## Activity
Each line of the listing that includes "other" should be reported.

## Material provided
______________________________
PR #291, opened 2017-12-01
Skip dangling layers and layers without a name on UFO building

madig:
This change detects and skips layers that are not associated with an
existing master and layers without a name. The former are a sort of data
corruption. Empty layer names are an error as per the UFO specification
and choke ufoLib. Both may happen when you copy glyphs from a different
font in Glyphs, Glyphs simply ignores them.

All invalid layers now get a warning printed and skipped. Before, they
could have been silently ignored.

Add tests for both types of bogus layers.

### DIFF
--- a/Lib/glyphsLib/builder/builders.py
+++ b/Lib/glyphsLib/builder/builders.py
@@ -90,6 +90,13 @@ class UFOBuilder(object):
             return self._ufos.values()
         kerning_groups = {}
 
+        # Store set of actually existing master (layer) ids. This helps with
+        # catching dangling layer data that Glyphs may ignore, e.g. when
+        # copying glyphs from other fonts with, naturally, different master
+        # ids. Note: Masters have unique ids according to the Glyphs
+        # documentation and can therefore be stored in a set.
+        master_layer_ids = {m.id for m in self.font.masters}
+
         # stores background data from "associated layers"
         supplementary_layer_data = []
 
@@ -123,9 +130,10 @@ class UFOBuilder(object):
 
                 assoc_id = layer.associatedMasterId
                 if assoc_id != layer.layerId:
-                    if layer_name is not None:
-                        supplementary_layer_data.append(
-                            (assoc_id, glyph_name, layer_name, layer))
+                    # Store all layers, even the invalid ones, and just skip
+                    # them and print a warning below.
+                    supplementary_layer_data.append(
+                        (assoc_id, glyph_name, layer_name, layer))
                     continue
 
                 ufo = self._ufos[layer_id]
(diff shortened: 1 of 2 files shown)


schriftgestalt:
I just made some tests. If you open a .glyphs file in Glyphs and there is no associatedMasterId, then the masterID from the first master is used.
Empty names don't do anything, those layers are just keep around.

madig:
(This is a new PR as I messed up the old one: https://github.com/googlei18n/glyphsLib/pull/283 -- see there for context)

anthrotype:
> Empty names don't do anything, those layers are just keep around.

so if Glyphs.app keeps them, maybe we should also keep them when exporting to UFO? (e.g. by giving them a special "__no_name__" name, maybe with a incrmenting digit suffix to make them unique so they don't clash on the filesystem). Just a thought, not saying we should do this here right now.

anthrotype:
> If you open a .glyphs file in Glyphs and there is no associatedMasterId, then the masterID from the first master is used

... whereas in this PR, they are dropped. shouldn't we do the same as Glyphs.app does, according to what Georg sais (i.e. implicitly associate them with first master)?

I wonder, is it possible for multiple layers to be associated with the same master? and what does that actually mean? :confused:

madig:
> I wonder, is it possible for multiple layers to be associated with the same master?
I think so, just make multiple copies of the same master layer in Glyphs, they're all named by date by default :)

schriftgestalt:
>  maybe with a incrementing digit suffix to make them unique so they don't clash on the filesystem

that would be a general problems. Layer names are not required to be unique.

anthrotype:
> Layer names are not required to be unique

but the layers' folder names inside a UFO must be unique

anthrotype:
so for an un-named layer in glyphs. the corresponding layer name in the UFO would be `__no_name__`, and the folder name that this is mapped to in the `layercontents.plist` could be `__no_name__`, `__no_name__#1`, etc.

anthrotype:
just for reference, this is the issue that triggered this PR
https://github.com/googlei18n/glyphsLib/issues/282

I just noticed one of Noto fonts (noto-source/src/NotoSansTamil-MM.glyphs) also has one of these layers without a name. The glyphsLib < 2.0 would not choke on these, probably because it was not creating UFO3 layers but UFO2 robofont-style layers-inside-the-glyph-lib.

It's still not clear to me how these nameless layers actually happen, whether it's the user that deletes the name and leaves an empty string, or whether this is the result of some other action like pasting from a different font, like someone reported.

In any case, I believe for now it's OK if we warn and drop them from the UFO3, so I'm going to merge this.

Later we can see how to preserve them for the sake of roundtrippability.

madig:
If empty layer names are indeed user error, I'd petition @schriftgestalt to add guards against them in Glyphs.app.

schriftgestalt:
>I wonder, is it possible for multiple layers to be associated with the same master? and what does that actually mean?

Yes. You can have as many layers associated with a master. There should only be one "Master" layer. 

Each layer needs to know certain value that are defined in the masters. That is where the associatedMasterID is used.

anthrotype:
thanks for the explanation!

PR #298, opened 2017-12-13
adjust the API to Glyphs.app

schriftgestalt:


anthrotype:
thanks georg, sorry for getting back to this so late.
you added a property getter for gridLength, but since there isn't a corresponding setter, it is a read-only property and the tests fail with AttributeError.
If this is meant to be writable, could you please add a setter as well?

schriftgestalt:
The `gridLength` property is not writeable. Only `grid` and `gridSubDivisions`. The `gridLenght` is just the combination of the other two.

anthrotype:
good to know, then the tests need to be changed accordingly

schriftgestalt:
This is a bit confusing as there was a writeable `gridLenght` property before ;(

anthrotype:
ah, ok so the API change was to make it read-only?

schriftgestalt:
the value that was accessible in `gridLength` is now in `grid`. And then there is a new property that is called (confusingly) `gridLength`. That change changes the API to match Glyphs.app. There it developed to be like that over the years.

anthrotype:
I'm ok with sync-ing with the latest Glyphs.app API, whatever you say that is. But we need to address the test failure before we can merge.

mashabow:
Thanks Georg!

@anthrotype This is the original thread on the Glyphs forum, FYI: https://forum.glyphsapp.com/t/grid-properties-inconsistency-between-python-api-and-glyphs-file/7779

anthrotype:
ok I see now, thanks @mashabow. I'll merge this and then I fix the test (removing the line that attempts to modify gridLength, as it's now read-only).

PR #299, opened 2017-12-13
allow a date string without time zone

schriftgestalt:
Glyphs might change to not write the tz if it is +0000. That saves a
few KB on file size.

### DIFF
--- a/Lib/glyphsLib/types.py
+++ b/Lib/glyphsLib/types.py
@@ -228,7 +228,12 @@ class glyphs_datetime(baseType):
         """Parse a datetime object from a string."""
         # parse timezone ourselves, since %z is not always supported
         # see: http://bugs.python.org/issue6641
-        string, tz = src.rsplit(' ', 1)
+        srcs = src.split(' ')
+        string = srcs[0] + " " + srcs[1]
+        if len(srcs) > 2:
+            tz = srcs[2]
+        else:
+            tz = "+0000";
         if 'AM' in string or 'PM' in string:
             datetime_obj = datetime.datetime.strptime(
                 string, '%Y-%m-%d %I:%M:%S %p'


Lib/glyphsLib/types.py
```diff
@@ -228,7 +228,12 @@ def read(self, src):
         """Parse a datetime object from a string."""
         # parse timezone ourselves, since %z is not always supported
         # see: http://bugs.python.org/issue6641
-        string, tz = src.rsplit(' ', 1)
+        srcs = src.split(' ')
+        string = srcs[0] + " " + srcs[1]
+        if len(srcs) > 2:
+            tz = srcs[2]
```
anthrotype: you're assuming that the third item in the list is the time zone. Couldn't it also be the optional 'AM'/'PM' string?

Lib/glyphsLib/types.py
```diff
@@ -228,7 +228,12 @@ def read(self, src):
         """Parse a datetime object from a string."""
         # parse timezone ourselves, since %z is not always supported
         # see: http://bugs.python.org/issue6641
-        string, tz = src.rsplit(' ', 1)
+        srcs = src.split(' ')
```
anthrotype: the variable name "srcs" is not very clear to me. Maybe something like "chunks" or "words" would make more sense?

Lib/glyphsLib/types.py
schriftgestalt: That was already like this. I just adapted it.

anthrotype: but the tests are failing now because of that
https://travis-ci.org/googlei18n/glyphsLib/jobs/315772812#L756

anthrotype:
implemented differently (also fixed the tests)
https://github.com/googlei18n/glyphsLib/commit/fa9cdc8264809b5d37b821aef150ca6d3e96b92d

This only changes the parser. @schriftgestalt let us know when Glyphs.app will default to not writing the extra +0000 so we can modify our own writer accordingly.

PR #301, opened 2017-12-18
[builder.names] set empty weight string if 'Regular'

anthrotype:
same as we do for the 'width'.

Fixes https://github.com/googlei18n/glyphsLib/issues/300

### DIFF
--- a/Lib/glyphsLib/builder/names.py
+++ b/Lib/glyphsLib/builder/names.py
@@ -26,7 +26,7 @@ def to_ufo_names(self, ufo, master, family_name):
 
     styleName = build_style_name(
         width if width != 'Regular' else '',
-        weight,
+        weight if weight != 'Regular' else '',
         custom,
         is_italic
     )


schriftgestalt:
I solution is to put all pieces in an OrderedSet and remove "Regular" if it has more than 1 elements. Because you normally what to keep the "Regular" if there are not other elements.

anthrotype:
yeah, but that is already handled by the build_style_name function

```python
def build_style_name(width='', weight='', custom='', is_italic=False):
    """Build style name from width, weight, and custom style strings
    and whether the style is italic.
    """

    return ' '.join(
        s for s in (custom, width, weight, 'Italic' if is_italic else '') if s
    ) or 'Regular'
```

anthrotype:
I could bake the logic of "treat the string 'Regular' as a special one but only for the width and weight attributes" inside the `build_style_name` function itself. 
However, I prefer to leave it to the caller to pass correct input (and that is what we were already doing for the width -- where Regular was special-cased by the caller - but not for the weight).
Garbage in, garbage out.

PR #330, opened 2018-03-23
Change all uses of logger.warn to logger.warning

belluzj:


Lib/glyphsLib/builder/kerning.py
```diff
@@ -37,15 +37,15 @@ def _to_ufo_kerning(self, ufo, kerning_data):
         if left_is_class:
             left = 'public.kern1.%s' % match.group(1)
             if left not in ufo.groups:
-                # self.logger.warn(warning_msg % left)
+                # self.logger.warning(warning_msg % left)
```
anthrotype: is there a reason why this is left in but commented-out?

belluzj: Only a bad one: that GlyphsUnitTestSans has a lot of those so they used to show up in tests. And also this PR is incomplete, I just saw that I forgot to hit "Save all" in my text editor...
______________________________
## Response below
+        # copying glyphs from other fonts with, naturally, different master
It's still not clear to me how these nameless layers actually happen, whether it's the user that deletes the name and leaves an empty string, or whether this is the result of some other action like pasting from a different font, like someone reported.
The `gridLength` property is not writeable. Only `grid` and `gridSubDivisions`. The `gridLenght` is just the combination of the other two.
I solution is to put all pieces in an OrderedSet and remove "Regular" if it has more than 1 elements. Because you normally what to keep the "Regular" if there are not other elements.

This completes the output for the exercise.